+++ RECORDS TO USE

PR #27, opened 2022-10-19
test(sdks-2051/storybook UI tests): Add more storybook tests

ryanbas21:
Added more storybook interaction tests to the repo. was able to get the mock functions working with justins help.


src/lib/components/primitives/select/select.stories.js
```diff
@@ -54,3 +56,28 @@ export const LabelLast = {
...
+
+  await userEvent.tab();
+  expect(label).toHaveFocus()
+
+  await userEvent.selectOptions(label, ['0'])
+  expect(canvas.getByText('Red')).toBeTruthy()
+  await userEvent.selectOptions(label, ['1'])
+  expect(canvas.getByText('Green')).toBeTruthy()
+  await userEvent.selectOptions(label, ['2'])
+  expect(canvas.getByText('Blue')).toBeTruthy()
```
cerebrl, line 82: I'm unsure about the value being tested here. I do feel this is testing native browser behavior, but I also think the assertions will never fail. Selecting an option doesn't remove the other options text from the DOM, I could be wrong, but regardless, I think this may distract us from a more important feature of the component to test.

This component has custom logic that we wrote that is much more likely to fail than a native browser element. For example:

1) Let's make sure a `defaultValue` passed into the component is indeed selected appropriately when rendered

2) Make sure the auto-keyboard focus works as expected. See here:
https://github.com/cerebrl/forgerock-web-login-framework/blob/main/src/lib/components/primitives/select/select.svelte#L28

    The above logic means if this input is invalid, it must apply keyboard focus to itself as it's the first of a list of invalid inputs. This would be good to test.

3) We need to ensure our event handler and `onChange` function passed in all are called as expected. See here: https://github.com/cerebrl/forgerock-web-login-framework/blob/main/src/lib/components/primitives/select/select.svelte#L34

4) We also have the small bit of logic that handles if the `null` option has the same text as the label, it doesn't display the label as it's redundant.

In my opinion, the above have a much higher ROI as we are more likely to break the custom logic we have than a browser breaking how a `select` element works.

src/lib/components/primitives/label/label.stories.js
```diff
@@ -15,3 +17,17 @@ export const Base = {
...
+  Component: Label,
+  props: args
+});
+export const Interaction = Template.bind({});
+Interaction.args = { ...Base.args };
+Interaction.play = async ({ canvasElement }) => {
+  const canvas = within(canvasElement);
+  const text = canvas.getByText('Input Label')
+  expect(text).toBeInTheDocument();
+}
```
cerebrl, line 32: I do feel this is unnecessary. If we have a lot of these, it can slow down our CI and just generally cause delays, timeouts or other issues for very little or no actual benefit. If something is this simple, we can just not test it. I think it's okay for some things to not be tested.

cerebrl (commented):
Let's redirect our focus a bit on what we are testing here. Please apply the feedback across all related components as I didn't comment "same here" on each one. Let me know if you have any questions.

src/lib/components/primitives/label/label.stories.js
ryanbas21: For me, it renders `Input Label` on the storybook.

cerebrl: Yeah, that's because we don't pass through the text intended to be in the label in the `label.story.ts` component, which is incorrect.

src/lib/journey/stages/stages.stories.js
```diff
@@ -48,8 +49,43 @@ export const UsernamePassword = {
...
+  userEvent.type(password, 'Password123')
+
+  expect(canvas.getByLabelText('Password').value).toEqual('Password123')
+
+  await userEvent.tab();
+  await userEvent.tab();
+  const signin = canvas.getByRole('button', { name: 'Sign In' })
+  expect(signin).toHaveFocus();
+  await fireEvent.click(signin);
+  expect(UsernamePassword.args.submitForm).toHaveBeenCalled();
```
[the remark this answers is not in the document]
cerebrl: Please revisit this comment as well. I really would like to test our integration with the SDK callback APIs.

cerebrl (changes requested):
Let me know if you have any questions about the comments. Mostly I want to add assertions with the callback components integration of the SDK's callback APIs.

package-lock.json
```diff
@@ -2123,22 +2123,6 @@
...
-      ],
-      "dev": true,
-      "optional": true,
-      "os": [
-        "linux"
-      ],
-      "engines": {
-        "node": ">=12"
-      }
-    },
```
cerebrl, line 2141: I think the changes here to the package-lock.json are failing the deployment to Vercel. Can you take a look at it?

src/lib/journey/callbacks/password/password.stories.js
```diff
@@ -21,3 +23,23 @@ export const Base = {
...
+Interaction.args = { ...Base.args };
+Interaction.play = async ({ canvasElement }) => {
+  const canvas = within(canvasElement);
+  const passwordField = canvas.getByLabelText('Password')
+  expect(passwordField.value).toBe("")
+  await userEvent.tab();
+  expect(passwordField).toHaveFocus();
+
+  await userEvent.keyboard('password')
+  expect(passwordField.value).toBe("password")
```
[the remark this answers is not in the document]
ryanbas21: done.

src/lib/components/primitives/label/label.story.svelte
```diff
@@ -3,6 +3,10 @@
 
   export let key: string;
   export let classes: string;
+  export let inputLabel: string;
 </script>
 
-<Label {key} {classes}>Input Label</Label>
+<Label {key} {classes}
+  ><p>{inputLabel}</p>
+  <p /></Label
```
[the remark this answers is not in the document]
ryanbas21: I believe when I dove into the component, this used a `slot` and i don't think it made sense to just pass in the raw string, but rather an actual html element. Correct me if i'm wrong.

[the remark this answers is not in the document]
cerebrl: Yes, it uses a slot, but a label is almost always just a string. It _may_ contain inline elements, like `<strong>` or `<emphasize>`, but it rarely, if ever, contains block level elements like `<p>`. With that said, you also have a self-closing `<p />` tag for some reason. I'm not even sure that's valid HTML.

Either way, just passing in a plaintext statement is perfectly fine.

cerebrl (approved):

++++++

ACTIVITY → Copy out the entries exactly. Begin at the first line and end with the line that has "The above logic".

COMPLETED TASK →
PR #27, opened 2022-10-19
test(sdks-2051/storybook UI tests): Add more storybook tests

ryanbas21:
Added more storybook interaction tests to the repo. was able to get the mock functions working with justins help.


src/lib/components/primitives/select/select.stories.js
```diff
@@ -54,3 +56,28 @@ export const LabelLast = {
...
+
+  await userEvent.tab();
+  expect(label).toHaveFocus()
+
+  await userEvent.selectOptions(label, ['0'])
+  expect(canvas.getByText('Red')).toBeTruthy()
+  await userEvent.selectOptions(label, ['1'])
+  expect(canvas.getByText('Green')).toBeTruthy()
+  await userEvent.selectOptions(label, ['2'])
+  expect(canvas.getByText('Blue')).toBeTruthy()
```
cerebrl, line 82: I'm unsure about the value being tested here. I do feel this is testing native browser behavior, but I also think the assertions will never fail. Selecting an option doesn't remove the other options text from the DOM, I could be wrong, but regardless, I think this may distract us from a more important feature of the component to test.

This component has custom logic that we wrote that is much more likely to fail than a native browser element. For example:

1) Let's make sure a `defaultValue` passed into the component is indeed selected appropriately when rendered

2) Make sure the auto-keyboard focus works as expected. See here:
https://github.com/cerebrl/forgerock-web-login-framework/blob/main/src/lib/components/primitives/select/select.svelte#L28

    The above logic means if this input is invalid, it must apply keyboard focus to itself as it's the first of a list of invalid inputs. This would be good to test.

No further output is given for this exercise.